I finished this bitch!

The race itself was hard, and I always finish a race thinking that I could have done better if I had only (fill in the blank). I know I could have done better, but, my planning was poor. However, it had the desired effect. It pulled the depression out of me for a while and got me to get up and work towards something. By the time I got to the race day, I felt mostly normal again. What happened afterwards for two full months is a story for another time though.

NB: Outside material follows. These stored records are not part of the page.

PR #327, opened 2022-03-21
Export DetailedError from package

vkrol:
For example, it's useful for checking in the `shouldRetry` callback:
```js
function onShouldRetry(error) {
  if (error instanceof DetailedError) {
    return doSomethingWithOriginalResponse(error.originalResponse);
  }
}
```

Also this class is already exported, but only in types :) https://github.com/tus/tus-js-client/blob/dc564f143d3eab2b5ddd0848822662ad80606058/lib/index.d.ts#L115


Acconut (approved):
Thank you, you are right!

PR #347, opened 2022-04-27
Work In Progress - feat: checksum extension

manohar27:
Adds Checksum Extension support. 

This is work in progress.
Uses SubtleCrypto on browser and crypto library on nodejs


Acconut:
Thank you very much for this PR! It looks interesting. Let me know once it is ready for a review!

manohar27:
> Thank you very much for this PR! It looks interesting. Let me know once it is ready for a review!

Sorry this took so long. 

Need some help with code reviews and testing this

Acconut:
Thank you! I will try to review this in the next two weeks!

lib/browser/extensions/checksum.js
```diff
@@ -0,0 +1,39 @@
...
+  constructor (algo = 'SHA-256') {
+    this.algo = this._resolveAlgo(algo)
+  }
+
+  /**
+   * Resolves algorithm to one of the inbuilt types
+   * @param {String} algo contains user provided checksumAlgo option
+   */
+  _resolveAlgo = (algo) => {
+    const resolvedAlgo = Checksum.supportedAlgorithms.find(supportedAlgo => supportedAlgo === algo.toUpperCase())
```
Acconut, line 13: That logic could be simplified using `Array#includes`. All in all, the _resolveAlgo method seems a bit unnecessary, as this could all be done in the constructor directly.

lib/browser/extensions/checksum.js
```diff
@@ -0,0 +1,39 @@
...
+    return resolvedAlgo
+  }
+  /**
+   * Gets Hexadecimal digest using the algorithm set in this.algo
+   * @param {ArrayBuffer} data contains the chunk of data to be hashed
+   */
+
+  getHexDigest = async (data) => {
+    try {
+      const hashBuffer = await crypto.subtle.digest(this.algo, data)
```
Acconut, line 28: A method for checking if the Crypto API is support would be great, so the users gets notified early if that's not the case.

lib/browser/extensions/checksum.js
```diff
@@ -0,0 +1,39 @@
...
+      const hashArray = Array.from(new Uint8Array(hashBuffer)) // convert buffer to byte array
+      const hashHex = hashArray
+        .map((b) => b.toString(16).padStart(2, '0'))
+        .join('') // convert bytes to hex string
+      return hashHex
+    } catch (err) {
+      throw new Error('tus: could not compute checksum for integrity check')
```
Acconut, line 35: Let's forward the error message here.

lib/node/extensions/checksum.js
```diff
@@ -0,0 +1,38 @@
...
+  constructor (algo = 'sha256') {
+    this.algo = this.resolveAlgo(algo)
+  }
+
+  /**
+   * Resolves algorithm to one of the inbuilt types
+   * @param {String} algo contains user provided checksumAlgo option
+   */
+  resolveAlgo = (algo) => {
+    const resolvedAlgo = Checksum.supportedAlgorithms.find(supportedAlgo => supportedAlgo === algo.toLowerCase())
```
Acconut, line 15: Same as before, let's use `Array#includes`.

lib/upload.js
```diff
@@ -531,6 +534,40 @@ class BaseUpload {
       return
     }
 
+    if (this.options.enableChecksum) {
+      const optionsReq = this._openRequest('OPTIONS', this.options.endpoint)
```
Acconut, line 538: Currently, we do not check extension support for any extension that is used by tus-js-client. We assume that the user knows that the server supports the extension if they enable it. I would be in favor of keeping in line with this style and against making an OPTIONS request here.

lib/upload.js
```diff
@@ -531,6 +534,40 @@ class BaseUpload {
...
+            return
+          }
+          const supportedAlgorithms = res.getHeader('Tus-Checksum-Algorithm')
+          if (!supportedAlgorithms) {
+            throw new Error(
+              'tus: checksum is enabled, but Tus-Checksum-Algorithm is not defined by tus server',
+            )
+          }
+          let Checksum
+          if (window) {
```
Acconut, line 556: We handle code difference between Node.js and Browsers APIs using dependency injections in two different `index.js` files. See https://github.com/tus/tus-js-client/blob/1db985ac2a1531184a26e3e989de4a2d2f90a823/lib/node/index.js#L6-L18 and https://github.com/tus/tus-js-client/blob/1db985ac2a1531184a26e3e989de4a2d2f90a823/lib/browser/index.js#L6-L18. Let's do this here as well to avoid these requires in here.

lib/upload.js
```diff
@@ -531,6 +534,40 @@ class BaseUpload {
...
+            // eslint-disable-next-line global-require
+            Checksum = require('./browser/extensions/checksum').default
+          } else {
+            // eslint-disable-next-line global-require
+            Checksum = require('./browser/extensions/checksum').default
+          }
+          this._checksum = new Checksum(
+            Checksum.supportedAlogrithms.find((supportedAlgo) => supportedAlgorithms.includes(supportedAlgo)),
```
Acconut, line 564: What does this check do? The combination of find and includes looks suspicious.

lib/upload.js
```diff
@@ -749,11 +786,25 @@ class BaseUpload {
...
+          if (this._checksum) {
+            value.arrayBuffer().then((chunkBuffer) => {
+              this._checksum
+                .getHexDigest(chunkBuffer)
+                .then((hash) => {
+                  req.setHeader('Upload-Checksum', `${this._checksum.algo} ${hash}`)
+                  this._emitProgress(this._offset, this._size)
+                  return this._sendRequest(req, value)
+                })
+                .catch((err) => log(err))
```
Acconut, line 799: This error should be bubbled up and not just logged.

lib/upload.js
```diff
@@ -749,11 +786,25 @@ class BaseUpload {
           req.setHeader('Upload-Length', this._size)
         }
 
-        if (value === null) {
+        if (this.options.enableChecksum) {
+          if (this._checksum) {
+            value.arrayBuffer().then((chunkBuffer) => {
```
Acconut, line 791: Could this entire if block be merged with the last else block? They seem very similar and would avoid some duplication.

Acconut (changes requested):
Thank you again for this incredible work. I left some comments to your code :)

test/spec/test-browser-specific.js
```diff
@@ -3,6 +3,7 @@
 const assertUrlStorage = require('./helpers/assertUrlStorage')
 const { TestHttpStack, waitableFunction, wait } = require('./helpers/utils')
 const tus = require('../..')
+const { default: Checksum } = require('../../lib.es5/browser/extensions/checksum')
```
Acconut, line 6: We should not require files from lib.es5 here, I think.

lib/upload.js
manohar27: I was trying to fetch the supported algorithms from the server and see if one of them matches one of the supported  algorithms on the client. If we're saying client and server have agreed upon an algorithm from the get go, then we can skip this OPTIONS call and let client just configure the algorithm in options.

lib/browser/extensions/checksum.js
manohar27: Done, added.

lib/upload.js
manohar27: Not sure how this might reduce the duplication as one is async. I've removed one outer if condition. Is that okay?

manohar27:
Thank you for the review. Please have a look @Acconut, I see there are conflicts. I'll try to address them, might need help

manohar27:
@Acconut please have another look at this

mahyarmirrashed:
Can I work on this?

Acconut:
Apologies, I wasn't aware that @manohar27 performed changes after my last review! 

@mahyarmirrashed Feel free to continue, but did you have anything specific in mind that needs to be changed here?

mahyarmirrashed:
@Acconut I have not taken a close look at the PR. Just wondering if there is a way that I can contribute/continue if needed. I might have a need for the checksum extension in about a month.

test/spec/test-browser-specific.js
```diff
@@ -787,4 +787,24 @@ describe('tus', () => {
       await assertUrlStorage(tus.defaultOptions.urlStorage)
     })
   })
+
+  describe('#Checksum', () => {
```
Acconut, line 791: We would also need a full test to ensure the checksum header is added to the actual requests. Such a test should be placed in `test-common`, which includes tests shared between browsers and Node.js.

Let me know if you need help with getting this running :)

lib/index.d.ts
```diff
@@ -129,3 +131,7 @@ export class DetailedError extends Error {
   originalResponse: HttpResponse
   causingError: Error
 }
+
+export interface Checksum {
```
Acconut, line 135: Once we have finalized the interface and options, we should also add documentation. But that can wait for now.

Acconut (changes requested):
Again, thanks very much for the work and apologies for losing track of this! I left a few comments if you or anybody else is interested in continuing this. It's on a very good track and we just need a few adjustments to get this ready.

mahyarmirrashed:
I'll try to do some work on this in the new year. By the way @Acconut , should there be any documentation changes with this? Something to let people know how to use this feature?

Acconut:
> should there be any documentation changes with this? Something to let people know how to use this feature?

Yes, once we have settled on how the feature's API should work, we can also address the documentation.

> I'll try to do some work on this in the new year.

Great! I am looking forward to your contributions :)

PR #458, opened 2022-09-07
Fix `Cannot call a namespace` error

aduh95:


Acconut:
Can you provide more context on when this error appears? I have never observed that

aduh95:
The code tries to call the namespace here: https://github.com/tus/tus-js-client/blob/6360e7845c0e3f81dec5e060b854e9491e863a37/lib/node/urlStorage.js#L116

That can obviously not work, as namespace imports always create a basic object (see https://tc39.es/ecma262/#sec-static-semantics-importentriesformodule, https://tc39.es/ecma262/#importentry-record, https://tc39.es/ecma262/#sec-getmodulenamespace, and https://tc39.es/ecma262/#sec-modulenamespacecreate), never a function.

Acconut (approved):
Ah, that all makes sense now. Thank you!

PR #459, opened 2022-09-08
require to use extensions in import specifiers

aduh95:
This fixes an error where bundlers would report a `ModuleNotFound` error because the extensions are missing:

https://codesandbox.io/s/nifty-fire-7luyeb?file=/package.json:252-350


.eslintrc
```diff
@@ -4,9 +4,10 @@
   ],
   "env": {
     "es6": true,
-    "node": true,
+    "node": false,
+    "jest": false,
     "browser": true,
```
Acconut, line 9: Can we also enable the browser env only for files in `lib/browser/`?

demos/nodejs/index.js
```diff
@@ -1,7 +1,9 @@
 /* eslint-disable no-console */
 
+'use strict'
+
 const fs = require('fs')
-const tus = require('../..')
+const tus = require('../..') // eslint-disable-line import/no-unresolved
```
Acconut, line 6: What is this eslint comment about? The files should be present once the build scripts has been run?

demos/browser/demo.js
```diff
@@ -1,6 +1,8 @@
 /* global tus */
 /* eslint-disable no-console, no-alert */
 
+'use strict'
```
Acconut, line 4: Why do some files get strict mode but not all?

Acconut (changes requested):

demos/nodejs/index.js
aduh95: Ah that might be because I didn't build before running the linter indeed.

demos/browser/demo.js
aduh95: See https://tc39.es/ecma262/#sec-strict-mode-code: 

> [Module code](https://tc39.es/ecma262/#sec-types-of-source-code) is always strict mode code.

That means, only non-ESM files need the `'use strict'` directive.

.eslintrc
aduh95: Good call. That's done, the linter does complain about the use of `window`, but nothing a `// eslint-disable-line` comment can't fix.

demos/browser/demo.js
Acconut: I see, that you!

Acconut (approved):
Thank you!

Acconut:
I just released 3.0.1 with these patches.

Motivation isn’t something you can get from others. You can be inspired to do things, but, you have to have something to fall back on when it comes to staying motivated to run. It’s not about losing motivation or losing your inspiration. It’s a commitment you make to yourself to take care of you. Running isn’t going to change the world and it’s not going to make you leap tall buildings in a bound. You’re not likely to save someone or come upon someone who is dead on a trail, despite what crime shows like to believe… Again, a topic for another time… You’re likely to fix you. You may figure things out in your head about why you are this way, why your family is this way. When my little sister comes to visit, I have to run miles and miles and miles and miles to get through to deal with it. It’s about finding the peace inside of yourself. That’s it right there. It’s a desire to feel that peace that comes when you have an amazing run. It’s the desire to feel like you can do anything. It’s the desire to be better than you were yesterday.

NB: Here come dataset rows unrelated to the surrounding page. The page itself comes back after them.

Issue #524, opened 2022-12-16
About `_onUploadUrlAvailable`


cjauvin:
**Question**

I have a use case where I need to know `upload.url` as soon as possible.. I tried and it seems I can use the `_onUploadUrlAvailable` option callback to retrieve it, but then as it's not part of the `UploadOptions` interface, it seems dangerous for me to use it. Is there any reason why this callback is not part of the option interface?

Acconut:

Not everyone will feel the same way I do, and they will have other ways to get back the motivation that you lost. But, again, it’s not really about motivation. It’s a commitment. And one that so many of us chose to make daily, weekly, monthly, yearly to be a better version of ourselves. Don’t relay on others to give you motivation.. be motivated by seeing what you can do, and then do it. You’re going to surprise yourself. Trust me 😎

As a point of reference, my husband did tell me to get out of bed a lot. He said that this isn’t just some race, it’s fucking Boston. Get up and go.

Love my Boston shirt!! You can do this!